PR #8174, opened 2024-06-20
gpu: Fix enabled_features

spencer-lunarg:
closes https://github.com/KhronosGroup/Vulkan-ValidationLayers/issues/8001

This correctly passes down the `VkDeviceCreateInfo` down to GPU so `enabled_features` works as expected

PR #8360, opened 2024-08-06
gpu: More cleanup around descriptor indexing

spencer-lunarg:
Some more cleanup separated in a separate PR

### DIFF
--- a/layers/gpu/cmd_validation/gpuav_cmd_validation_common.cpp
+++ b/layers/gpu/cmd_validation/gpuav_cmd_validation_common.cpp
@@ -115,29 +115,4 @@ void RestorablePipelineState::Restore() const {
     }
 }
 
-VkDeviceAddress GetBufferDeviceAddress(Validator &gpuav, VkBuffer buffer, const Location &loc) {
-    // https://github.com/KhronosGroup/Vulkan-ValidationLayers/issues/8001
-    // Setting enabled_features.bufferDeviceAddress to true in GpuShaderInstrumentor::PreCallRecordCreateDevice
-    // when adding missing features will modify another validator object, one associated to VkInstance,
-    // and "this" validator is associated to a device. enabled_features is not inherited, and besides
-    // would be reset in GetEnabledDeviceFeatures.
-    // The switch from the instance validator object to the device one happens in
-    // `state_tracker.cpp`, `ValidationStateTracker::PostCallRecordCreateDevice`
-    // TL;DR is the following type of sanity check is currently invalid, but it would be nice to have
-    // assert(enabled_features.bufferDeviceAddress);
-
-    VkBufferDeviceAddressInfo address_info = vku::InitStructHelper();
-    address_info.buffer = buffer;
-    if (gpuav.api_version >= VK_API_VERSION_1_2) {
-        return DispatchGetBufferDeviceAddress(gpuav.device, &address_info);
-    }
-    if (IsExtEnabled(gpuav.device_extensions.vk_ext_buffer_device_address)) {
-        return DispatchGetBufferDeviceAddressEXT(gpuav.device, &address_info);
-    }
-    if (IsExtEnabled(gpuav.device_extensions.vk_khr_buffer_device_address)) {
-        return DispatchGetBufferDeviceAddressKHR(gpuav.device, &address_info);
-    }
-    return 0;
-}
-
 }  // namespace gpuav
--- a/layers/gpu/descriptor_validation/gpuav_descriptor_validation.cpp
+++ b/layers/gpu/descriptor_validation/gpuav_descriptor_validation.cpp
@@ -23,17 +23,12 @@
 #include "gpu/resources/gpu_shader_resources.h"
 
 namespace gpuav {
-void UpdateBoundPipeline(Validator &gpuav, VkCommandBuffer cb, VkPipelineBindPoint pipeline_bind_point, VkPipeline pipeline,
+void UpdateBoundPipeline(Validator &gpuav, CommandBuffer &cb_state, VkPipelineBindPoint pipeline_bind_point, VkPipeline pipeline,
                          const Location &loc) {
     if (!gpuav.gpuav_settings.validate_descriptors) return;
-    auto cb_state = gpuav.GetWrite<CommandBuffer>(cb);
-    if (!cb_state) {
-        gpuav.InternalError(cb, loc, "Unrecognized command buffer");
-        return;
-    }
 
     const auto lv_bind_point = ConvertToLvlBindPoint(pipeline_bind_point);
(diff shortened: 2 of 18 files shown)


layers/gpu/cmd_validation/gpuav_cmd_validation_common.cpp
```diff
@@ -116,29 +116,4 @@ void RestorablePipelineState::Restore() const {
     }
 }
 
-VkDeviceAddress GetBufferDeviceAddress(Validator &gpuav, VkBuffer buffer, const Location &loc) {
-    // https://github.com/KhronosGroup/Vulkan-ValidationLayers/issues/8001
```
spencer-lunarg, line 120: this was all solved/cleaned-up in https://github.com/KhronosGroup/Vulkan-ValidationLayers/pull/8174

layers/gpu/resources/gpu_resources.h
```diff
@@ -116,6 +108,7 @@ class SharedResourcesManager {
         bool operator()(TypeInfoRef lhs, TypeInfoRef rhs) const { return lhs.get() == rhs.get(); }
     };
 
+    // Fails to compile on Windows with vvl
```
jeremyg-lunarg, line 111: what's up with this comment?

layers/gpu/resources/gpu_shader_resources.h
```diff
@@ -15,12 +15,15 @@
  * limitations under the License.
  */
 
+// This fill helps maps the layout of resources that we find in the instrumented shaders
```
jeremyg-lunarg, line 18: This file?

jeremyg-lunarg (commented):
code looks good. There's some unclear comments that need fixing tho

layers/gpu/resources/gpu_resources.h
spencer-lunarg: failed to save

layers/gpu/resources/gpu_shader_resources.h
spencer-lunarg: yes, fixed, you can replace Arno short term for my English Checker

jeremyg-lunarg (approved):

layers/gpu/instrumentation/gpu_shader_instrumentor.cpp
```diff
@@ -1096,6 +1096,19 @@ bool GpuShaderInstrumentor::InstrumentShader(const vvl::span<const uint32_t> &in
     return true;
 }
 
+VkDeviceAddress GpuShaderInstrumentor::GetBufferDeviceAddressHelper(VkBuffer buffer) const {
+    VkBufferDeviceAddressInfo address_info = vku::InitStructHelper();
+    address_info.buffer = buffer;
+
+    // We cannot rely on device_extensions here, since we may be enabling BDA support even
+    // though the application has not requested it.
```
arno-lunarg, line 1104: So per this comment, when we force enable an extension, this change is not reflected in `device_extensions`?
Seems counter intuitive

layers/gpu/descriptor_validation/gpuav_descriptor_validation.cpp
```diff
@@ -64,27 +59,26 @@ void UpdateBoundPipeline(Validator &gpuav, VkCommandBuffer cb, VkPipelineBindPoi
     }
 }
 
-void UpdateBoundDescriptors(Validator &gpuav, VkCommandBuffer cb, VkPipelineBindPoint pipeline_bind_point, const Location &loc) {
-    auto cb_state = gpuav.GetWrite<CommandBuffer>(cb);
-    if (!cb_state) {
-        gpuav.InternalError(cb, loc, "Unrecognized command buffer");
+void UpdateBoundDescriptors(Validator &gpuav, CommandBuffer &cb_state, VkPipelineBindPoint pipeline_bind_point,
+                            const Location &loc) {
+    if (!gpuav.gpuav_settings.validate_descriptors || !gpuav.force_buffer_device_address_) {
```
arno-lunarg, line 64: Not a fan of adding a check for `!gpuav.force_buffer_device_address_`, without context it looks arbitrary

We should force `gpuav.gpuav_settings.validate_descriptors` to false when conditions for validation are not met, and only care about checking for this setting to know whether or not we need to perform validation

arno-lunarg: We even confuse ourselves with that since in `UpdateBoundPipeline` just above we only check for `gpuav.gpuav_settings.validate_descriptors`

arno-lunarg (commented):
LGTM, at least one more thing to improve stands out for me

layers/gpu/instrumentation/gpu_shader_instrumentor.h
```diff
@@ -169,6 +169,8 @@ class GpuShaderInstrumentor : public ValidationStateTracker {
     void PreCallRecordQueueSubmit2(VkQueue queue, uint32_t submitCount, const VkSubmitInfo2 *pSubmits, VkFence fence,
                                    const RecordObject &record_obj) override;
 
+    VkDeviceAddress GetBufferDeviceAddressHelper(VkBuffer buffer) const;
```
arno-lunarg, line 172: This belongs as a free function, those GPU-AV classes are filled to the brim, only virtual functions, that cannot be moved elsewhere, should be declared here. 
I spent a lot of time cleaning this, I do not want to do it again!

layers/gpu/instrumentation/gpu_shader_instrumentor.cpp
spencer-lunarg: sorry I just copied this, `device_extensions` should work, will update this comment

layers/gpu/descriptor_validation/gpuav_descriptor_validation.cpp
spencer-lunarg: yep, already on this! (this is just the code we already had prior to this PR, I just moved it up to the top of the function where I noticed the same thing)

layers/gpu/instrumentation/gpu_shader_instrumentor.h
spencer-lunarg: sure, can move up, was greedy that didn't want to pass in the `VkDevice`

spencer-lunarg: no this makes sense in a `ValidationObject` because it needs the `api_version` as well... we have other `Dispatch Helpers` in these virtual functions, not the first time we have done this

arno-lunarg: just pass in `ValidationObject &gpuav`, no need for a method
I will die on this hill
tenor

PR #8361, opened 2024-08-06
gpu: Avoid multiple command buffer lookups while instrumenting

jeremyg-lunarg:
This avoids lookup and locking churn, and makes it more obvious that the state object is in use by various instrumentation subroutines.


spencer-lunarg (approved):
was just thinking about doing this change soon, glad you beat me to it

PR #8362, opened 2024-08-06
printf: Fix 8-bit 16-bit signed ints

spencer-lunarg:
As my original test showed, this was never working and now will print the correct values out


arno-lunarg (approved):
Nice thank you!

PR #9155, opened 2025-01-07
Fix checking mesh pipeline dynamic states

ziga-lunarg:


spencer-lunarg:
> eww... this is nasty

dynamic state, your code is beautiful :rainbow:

•••••

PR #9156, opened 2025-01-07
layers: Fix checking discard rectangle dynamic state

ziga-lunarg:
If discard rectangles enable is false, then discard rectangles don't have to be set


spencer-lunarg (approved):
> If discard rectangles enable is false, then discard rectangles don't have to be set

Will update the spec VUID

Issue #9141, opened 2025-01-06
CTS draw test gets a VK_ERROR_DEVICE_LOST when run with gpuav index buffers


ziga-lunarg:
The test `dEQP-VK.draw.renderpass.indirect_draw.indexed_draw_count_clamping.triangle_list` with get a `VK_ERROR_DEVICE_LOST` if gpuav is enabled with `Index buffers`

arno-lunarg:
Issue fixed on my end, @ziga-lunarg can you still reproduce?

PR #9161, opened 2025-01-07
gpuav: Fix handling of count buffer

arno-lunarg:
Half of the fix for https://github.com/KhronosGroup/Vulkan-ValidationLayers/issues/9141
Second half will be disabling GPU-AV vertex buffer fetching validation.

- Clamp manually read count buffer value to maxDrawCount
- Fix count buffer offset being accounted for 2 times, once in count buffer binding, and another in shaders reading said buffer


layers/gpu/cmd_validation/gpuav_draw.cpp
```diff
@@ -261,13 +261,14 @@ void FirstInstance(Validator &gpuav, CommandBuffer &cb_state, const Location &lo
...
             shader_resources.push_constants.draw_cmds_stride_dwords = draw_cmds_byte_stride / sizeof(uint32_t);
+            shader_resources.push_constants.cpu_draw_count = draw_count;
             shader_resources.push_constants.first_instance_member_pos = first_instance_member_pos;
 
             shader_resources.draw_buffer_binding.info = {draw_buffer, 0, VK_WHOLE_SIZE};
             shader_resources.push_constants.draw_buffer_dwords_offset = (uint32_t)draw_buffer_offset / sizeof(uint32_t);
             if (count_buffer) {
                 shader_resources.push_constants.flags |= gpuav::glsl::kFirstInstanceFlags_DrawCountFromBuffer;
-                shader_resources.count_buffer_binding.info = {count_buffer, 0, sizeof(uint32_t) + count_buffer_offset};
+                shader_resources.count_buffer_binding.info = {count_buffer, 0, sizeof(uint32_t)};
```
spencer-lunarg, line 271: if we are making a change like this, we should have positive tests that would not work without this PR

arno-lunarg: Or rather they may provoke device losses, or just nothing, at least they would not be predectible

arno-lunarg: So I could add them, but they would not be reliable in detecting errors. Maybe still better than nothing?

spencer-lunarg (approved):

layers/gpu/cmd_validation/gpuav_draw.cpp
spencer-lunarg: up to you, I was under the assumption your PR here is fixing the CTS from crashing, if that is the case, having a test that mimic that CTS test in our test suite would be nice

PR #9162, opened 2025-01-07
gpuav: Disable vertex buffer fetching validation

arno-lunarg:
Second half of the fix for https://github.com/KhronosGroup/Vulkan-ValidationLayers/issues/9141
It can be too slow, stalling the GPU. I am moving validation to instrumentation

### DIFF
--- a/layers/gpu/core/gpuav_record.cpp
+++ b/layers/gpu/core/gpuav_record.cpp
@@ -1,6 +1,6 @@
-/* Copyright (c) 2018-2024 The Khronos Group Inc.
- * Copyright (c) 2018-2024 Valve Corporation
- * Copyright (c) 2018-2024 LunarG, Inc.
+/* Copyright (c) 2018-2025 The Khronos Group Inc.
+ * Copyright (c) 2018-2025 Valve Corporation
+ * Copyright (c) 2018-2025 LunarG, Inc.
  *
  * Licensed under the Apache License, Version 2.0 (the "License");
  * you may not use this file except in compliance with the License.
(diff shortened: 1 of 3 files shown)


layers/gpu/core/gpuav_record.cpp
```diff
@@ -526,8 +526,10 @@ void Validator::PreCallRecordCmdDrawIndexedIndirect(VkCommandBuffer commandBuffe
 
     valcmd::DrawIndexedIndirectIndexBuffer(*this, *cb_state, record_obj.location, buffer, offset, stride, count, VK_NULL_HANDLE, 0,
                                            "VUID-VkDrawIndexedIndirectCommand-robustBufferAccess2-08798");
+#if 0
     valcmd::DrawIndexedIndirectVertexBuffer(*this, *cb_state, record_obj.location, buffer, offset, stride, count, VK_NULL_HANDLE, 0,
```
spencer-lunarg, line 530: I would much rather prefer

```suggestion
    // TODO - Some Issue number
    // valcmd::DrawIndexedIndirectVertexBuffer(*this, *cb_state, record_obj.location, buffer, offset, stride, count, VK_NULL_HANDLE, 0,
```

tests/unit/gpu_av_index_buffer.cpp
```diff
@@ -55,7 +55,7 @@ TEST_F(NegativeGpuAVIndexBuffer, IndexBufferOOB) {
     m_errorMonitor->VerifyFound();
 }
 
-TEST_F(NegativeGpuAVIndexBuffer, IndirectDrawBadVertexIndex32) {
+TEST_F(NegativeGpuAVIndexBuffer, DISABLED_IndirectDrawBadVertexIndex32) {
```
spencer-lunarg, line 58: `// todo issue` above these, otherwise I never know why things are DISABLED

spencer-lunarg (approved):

•••••

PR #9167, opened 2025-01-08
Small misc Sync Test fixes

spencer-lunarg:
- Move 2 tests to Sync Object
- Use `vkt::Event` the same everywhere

•••••

§ **Exercise requirements**: Report each line of the data in which "NegativeGpuAVIndexBuffer" occurs.

§ **Task output**:
@@ -55,7 +55,7 @@ TEST_F(NegativeGpuAVIndexBuffer, IndexBufferOOB) {
-TEST_F(NegativeGpuAVIndexBuffer, IndirectDrawBadVertexIndex32) {
+TEST_F(NegativeGpuAVIndexBuffer, DISABLED_IndirectDrawBadVertexIndex32) {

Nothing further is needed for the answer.